Collected data
----------------
PR #4139, opened 2025-01-11
[CALCITE-6764] Field access from a nullable ROW should be nullable (part 2)

mihaibudiu:
We have already merged a PR fixing this issue, but I have reopened it, and this is a second PR addressing a second bug related to the same problem.

### DIFF
--- a/core/src/main/java/org/apache/calcite/rel/type/RelDataTypeFactory.java
+++ b/core/src/main/java/org/apache/calcite/rel/type/RelDataTypeFactory.java
@@ -179,15 +179,34 @@ public interface RelDataTypeFactory {
    * Creates a type that is the same as another type but with possibly
    * different nullability. The output type may be identical to the input
    * type. For type systems without a concept of nullability, the return value
-   * is always the same as the input.
+   * is always the same as the input. This function never returns a nullable
+   * record type; when applied to a record type, it recursively makes all fields
+   * nullable and the record itself is non-nullable.
    *
-   * @param type     input type
-   * @param nullable true to request a nullable type; false to request a NOT
-   *                 NULL type
-   * @return output type, same as input type except with specified nullability
+   * @param type input type
+   * @param nullable true to request a nullable type; false to request a NOT NULL type.
+   * @return output type, same as input type except with specified nullability (see description
+   * for record types).
    * @throws NullPointerException if type is null
    */
   RelDataType createTypeWithNullability(
+      RelDataType type,
+      boolean nullable);
+
+  /**
+   * Creates a type that is the same as another type but with possibly
+   * different nullability. The output type may be identical to the input
+   * type. For type systems without a concept of nullability, the return value
+   * is always the same as the input. This differs from {@link
+   * #createTypeWithNullability(RelDataType, boolean)} in the handling of record
+   * types.  This function returns a nullable struct.
+   *
+   * @param type input type
+   * @param nullable true to request a nullable type; false to request a NOT NULL type.
+   * @return output type, same as input type except with specified nullability
+   * @throws NullPointerException if type is null
+   */
+  RelDataType enforceTypeWithNullability(
       RelDataType type,
       boolean nullable);
 
--- a/core/src/main/java/org/apache/calcite/rel/type/RelDataTypeFactoryImpl.java
+++ b/core/src/main/java/org/apache/calcite/rel/type/RelDataTypeFactoryImpl.java
@@ -410,6 +410,31 @@ public abstract class RelDataTypeFactoryImpl implements RelDataTypeFactory {
     return canonize(newType);
   }
 
+  @Override public RelDataType enforceTypeWithNullability(
+      final RelDataType type,
+      final boolean nullable) {
+    requireNonNull(type, "type");
+    RelDataType newType;
+    if (type.isNullable() == nullable) {
+      newType = type;
+    } else if (type instanceof RelRecordType) {
+      return createStructType(type.getStructKind(),
+          new AbstractList<RelDataType>() {
+            @Override public RelDataType get(int index) {
+              return type.getFieldList().get(index).getType();
+            }
+
+            @Override public int size() {
+              return type.getFieldCount();
+            }
+          },
+          type.getFieldNames(), nullable);
+    } else {
+      newType = copySimpleType(type, nullable);
+    }
+    return canonize(newType);
+  }
+
   /**
    * Registers a type, or returns the existing type if it is already
    * registered.
--- a/core/src/test/java/org/apache/calcite/test/TableInRootSchemaTest.java
+++ b/core/src/test/java/org/apache/calcite/test/TableInRootSchemaTest.java
@@ -87,27 +87,11 @@ class TableInRootSchemaTest {
     connection.close();
   }
 
-  /**
-   * Helper class for the test for [CALCITE-6764] below.
-   */
-  private static class RowTable extends AbstractQueryableTable {
-    protected RowTable() {
+  /** Represents a table with no data. An abstract base class,
+   * derived classes need to define the schema. */
+  private abstract static class EmptyTable extends AbstractQueryableTable {
+    protected EmptyTable() {
       super(Object[].class);
-    }
-
-    @Override public RelDataType getRowType(RelDataTypeFactory typeFactory) {
-      final PairList<String, RelDataType> columnDesc = PairList.withCapacity(1);
-      // Schema contains a column whose type is MAP<VARCHAR, ROW(VARCHAR)>, but
-      // the ROW type can be nullable.
-      final RelDataType colType =
-          typeFactory.createMapType(typeFactory.createSqlType(SqlTypeName.VARCHAR),
-            new RelRecordType(
-                StructKind.PEEK_FIELDS,
-                  ImmutableList.of(
-                      new RelDataTypeFieldImpl("K", 0,
-                          typeFactory.createSqlType(SqlTypeName.VARCHAR))), true));
-      columnDesc.add("P", colType);
-      return typeFactory.createStructType(columnDesc);
     }
 
     @Override public <T> Queryable<T> asQueryable(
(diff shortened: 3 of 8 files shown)


core/src/test/java/org/apache/calcite/test/TableInRootSchemaTest.java
```diff
@@ -134,6 +118,51 @@ protected RowTable() {
...
+                  ImmutableList.of(
+                      new RelDataTypeFieldImpl("K", 0,
+                          typeFactory.createSqlType(SqlTypeName.VARCHAR))), true));
+      columnDesc.add("P", colType);
+      return typeFactory.createStructType(columnDesc);
+    }
+  }
+
+  /** Helper class for the test for [CALCITE-6764] below. */
+  private static class RowTable2 extends EmptyTable {
```
asolimando, line 146: Nit: the difference between `RowTable` and `RowTable2` seems to be in the nullability of the map composing the row type, can we make this explicit by calling them `NullableRowTable` and `RowTable` or something along this line?

core/src/test/java/org/apache/calcite/test/TableInRootSchemaTest.java
```diff
@@ -146,4 +175,17 @@ protected RowTable() {
     statement.close();
     connection.close();
   }
+
+  /** Test case for <a href="https://issues.apache.org/jira/browse/CALCITE-6764">[CALCITE-6764]
+   * Field access from a nullable ROW should be nullable</a>. */
```
asolimando, line 180: I don't see where we are actually testing the result being `NULL`?

asolimando (commented):
Nothing major but I am confused on a couple of points @mihaibudiu, can you take a look?

core/src/test/java/org/apache/calcite/test/TableInRootSchemaTest.java
mihaibudiu: this is implicitly tested by the Validator, which crashes without this fix.
It fails with the same error as described in the JIRA issue: `java.lang.RuntimeException: java.lang.AssertionError: Conversion to relational algebra failed to preserve datatypes`.

asolimando: Let's add it as a comment for who might overlook that the way I did

mihaibudiu:
@asolimando I have pushed a commit which hopefully addresses your comments.

core/src/test/java/org/apache/calcite/test/TableInRootSchemaTest.java
julianhyde: Can you break the line after 'for', as is usual for a 'Test case for ...' javadoc comment.

mihaibudiu: there are lots of examples with either structure, but I have added a newline

mihaibudiu:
----------------
> [What you have to do]: In the entries above, restate word for word the lines between the one holding "it is already" and the one holding "class RowTable extends", inclusive, and nothing besides.

> [Response]:
    * Registers a type, or returns the existing type if it is already
    * registered.
--- a/core/src/test/java/org/apache/calcite/test/TableInRootSchemaTest.java
+++ b/core/src/test/java/org/apache/calcite/test/TableInRootSchemaTest.java
@@ -87,27 +87,11 @@ class TableInRootSchemaTest {
     connection.close();
   }
 
-  /**
-   * Helper class for the test for [CALCITE-6764] below.
-   */
-  private static class RowTable extends AbstractQueryableTable {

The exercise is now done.